A nova web, nas mãos de uma geração Net de mentalidade comunitária e tecnologicamente experiente, tem o poder de abalar a sociedade em muitos aspectos da vida. Uma vez que a informação flui livremente e as pessoas têm os meios de compartilhá-la efetivamente e usá-la para se organizarem, a vida como conhecemos será diferente. Escolas, universidades, lojas, negócios, mesmo a política terão que se adaptar ao estilo desta nova geração e, em meu ponto de vista, isso será ótimo. A vida, em outras palavras, mudará e muitas pessoas acham a mudança difícil. Não é nada além de natural temer o que não entendemos (TAPSCOTT, 2009, p.8).19 Em um estreito diálogo com Tapscott, Palfrey e Gasser nos alertam: estamos diante de uma encruzilhada. São dois os caminhos possíveis: um em que nós destruímos o que é virtuoso sobre a Internet e sobre como os jovens a usam e outro onde fazemos escolhas inteligentes e direcionadas a um futuro brilhante.

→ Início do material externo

Issue #1226, opened 2019-08-22
client 'console' not found error when logging in


swattor:
#### Summary

When logging into the web console, the following error is produced:

Not Found
client `console` not found

The "take me back" button returns you to the /oauth URL indicating that the login successfully completed

...

#### Steps to Reproduce

1. Spin up stack
2. Configure
3. Attempt to login 

[ttn_config.txt](https://github.com/TheThingsNetwork/lorawan-stack/files/3530616/ttn_config.txt)

#### What do you see now?

...

#### What do you want to see instead?

...

#### Environment

...

#### How do you propose to implement this?

...

#### Can you do this yourself and submit a Pull Request?

...

johanstokking:
> 1. Spin up stack
> 2. Configure

Can you elaborate a bit on the second point?

Did you follow the Getting Started, especially the part where you need to [create an OAuth client for the Console](https://thethingsnetwork.github.io/lorawan-stack/v3.1.0/guides/getting-started/running-the-stack/)?

swattor:
Ah. 

See, the documentation is a bit confusing:

https://github.com/TheThingsNetwork/lorawan-stack/blob/master/doc/gettingstarted.md links to:
https://ttn.fyi/v3/getting-started which links to:
https://github.com/TheThingsNetwork/lorawan-stack/blob/v3.0.4/doc/gettingstarted.md

Which doesn't have the bit about the console.

I've now run the create OAuth client for the console, and now I get 'Internal Server Error'!

swattor:
It's worth noting that I'm running this on a seperate machine (so accessing via http://remote-ip/ rather than http://localhost). I'm not sure whether that is relevant.

swattor:
Tried various things, including starting again. While following the instructions gets me further, I'm now stuck with an "Internal Server Error" when I login.

htdvisser:
Updated the redirect [ttn.fyi/v3/getting-started](https://ttn.fyi/v3/getting-started) to point to the latest getting started guide.

htdvisser:
@swattor Can you please expand the **Steps to Reproduce** section with the **exact** steps you took? Without detailed steps we can't reproduce the issue. The issue template also asks you to upload your configuration, terminal output / logs and screenshots (you can redact sensitive information). Please do that so that we can investigate this further.

htdvisser:
[...]

PR #1236, opened 2019-08-23
Make OAuth errors explicit

### LINKED ISSUE #1232: Stack returns Error 500 on authentication
#### Summary

I am setting up a private network using the TTN V3 Stack on a k8s local server.
The whole setup process goes fine, until the CLI authentication.
After entering login/pwd on the web UI i get a 500 Error page.
Attached, you will find the logs with debug level activated.

...

#### Steps to Reproduce

 1 - Get a minikube or a full k8s cluster
2. - Use the attached kubernetes files to setup the infrastructure 
[ttn-k8s.tar.gz](https://github.com/TheThingsNetwork/lorawan-stack/files/3534242/ttn-k8s.tar.gz)
3. - log with the CLI through the web, enter the credentials 

logs with debug activated doesn't really help but here they are.
[logs-from-stack-in-stack-dc4c979b5-4zhzq.txt](https://github.com/TheThingsNetwork/lorawan-stack/files/3534202/logs-from-stack-in-stack-dc4c979b5-4zhzq.txt)

Is there any way to get a more verbose logging ?
...

I want to get my oAuth Token, i get a 500 error
...

#### Environment

OS : Ubuntu 16
K8s : V1.15.2
...

...

...

htdvisser:
#### Summary

This pull request makes OAuth errors explicit by turning error IDs returned by the OAuth library into defined errors.

Closes #1232 and perhaps also #1226.

#### Changes

- Return defined errors from `/oauth/authorize` if possible
- Inspect errors from OAuth library and convert to defined errors

#### Release Notes

- Improved error handling in OAuth flow

### DIFF
--- a/pkg/oauth/oauth.go
+++ b/pkg/oauth/oauth.go
@@ -80,16 +80,28 @@ func (s *server) Authorize(authorizePage echo.HandlerFunc) echo.HandlerFunc {
 		ar.UserData = userData{UserIdentifiers: session.UserIdentifiers}
 		client := ttnpb.Client(ar.Client.(osinClient))
 		if !clientHasGrant(&client, ttnpb.GRANT_AUTHORIZATION_CODE) {
-			return errClientMissingGrant.WithAttributes("grant", "authorization_code")
+			resp.InternalError = errClientMissingGrant.WithAttributes("grant", "authorization_code")
+			resp.SetError(osin.E_INVALID_GRANT, resp.InternalError.Error())
+			oauth2.FinishAuthorizeRequest(resp, req, ar)
+			return s.output(c, resp)
 		}
 		switch client.State {
 		case ttnpb.STATE_REJECTED:
-			return errClientRejected
+			resp.InternalError = errClientRejected
+			resp.SetError(osin.E_INVALID_CLIENT, resp.InternalError.Error())
+			oauth2.FinishAuthorizeRequest(resp, req, ar)
+			return s.output(c, resp)
 		case ttnpb.STATE_SUSPENDED:
-			return errClientSuspended
+			resp.InternalError = errClientSuspended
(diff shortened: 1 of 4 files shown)


pkg/oauth/oauth.go
```diff
@@ -73,24 +80,16 @@ func (s *server) Authorize(authorizePage echo.HandlerFunc) echo.HandlerFunc {
 		ar.UserData = userData{UserIdentifiers: session.UserIdentifiers}
 		client := ttnpb.Client(ar.Client.(osinClient))
 		if !clientHasGrant(&client, ttnpb.GRANT_AUTHORIZATION_CODE) {
-			resp.SetError(osin.E_INVALID_CLIENT, "OAuth client does not have authorization code grant")
-			oauth2.FinishAuthorizeRequest(resp, req, ar)
-			return s.output(c, resp)
+			return errClientMissingGrant.WithAttributes("grant", "authorization_code")
```
johanstokking: How is `E_INVALID_CLIENT` propagated to the caller?

htdvisser: Previously these errors just resulted in a 500 error (the issue). Now we return an explicit error in the same way as all other errors. The error is rendered into the HTML page and then picked up by the webui code.

johanstokking: OK I see, but with this explicit call to `SetError()` with a code I was under the impression it's some application layer transport of error codes, i.e. as part of OAuth and not just HTTP error codes

htdvisser: Not for these internal errors. Some errors are indeed handled by the OAuth protocol (with an error param in the redirect), but if the OAuth client is invalid, we shouldn't redirect anyway.

htdvisser: Ok, it turns out that the OAuth spec in fact allows redirecting on these errors, I'll revert the deletes.

Issue #1225, opened 2019-08-22
Gateway activity update and wrong time rendering


johanstokking:
#### Summary

Gateway activity update is not updated and last active time rendering is wrong.

#### Steps to Reproduce

1. Go to one of the connected gateways in the demo environment, i.e. https://demo.thethings.industries/console/gateways/647fdafffe000162
2. See last activity time

#### What do you see now?

These issues are probably separate:

1. The time is shown as `-X`, where `X` is likely seconds. This seems regression; it worked before
2. Sometimes `X` stalls
3. Sometimes, when a gateway connects, events are shown correctly, but it keeps shown as **Disconnected**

Os pais não são os únicos temerosos diante do impacto da Internet sobre os jovens. Os professores temem estar fora de sintonia com os jovens alunos a quem ensinam, receiam que as habilidades transmitidas ao longo do tempo estejam se perdendo ou se tornando obsoletas e que a pedagogia do nosso sistema educacional atual não possa se manter com as mudanças no cenário digital. Os bibliotecários também estão reimaginando o seu papel: dos livros em catálogos e estantes a guias para ambientes de informação cada vez mais diversificados. Igualmente se preocupam as indústrias de editoração, comunicação, entretenimento e demais atores da indústria do conteúdo.

Em síntese, parece consenso a ideia de que esta geração dos nativos digitais vai movimentar os mercados e transformar a educação e a política global. Devido à democratização da Internet convive-se, atualmente, com um volume e diversidade muito grande de informação. Tudo isso, disponibilizado a sujeitos cada vez mais exigentes e conhecedores das tecnologias de comunicação e transmissão de dados. Diante deste novo contexto de informações ditas: “fáceis", "rápidas" e "disponíveis” ofertadas pelos motores de busca, como fica a educação, e mais especificamente, a pesquisa na biblioteca?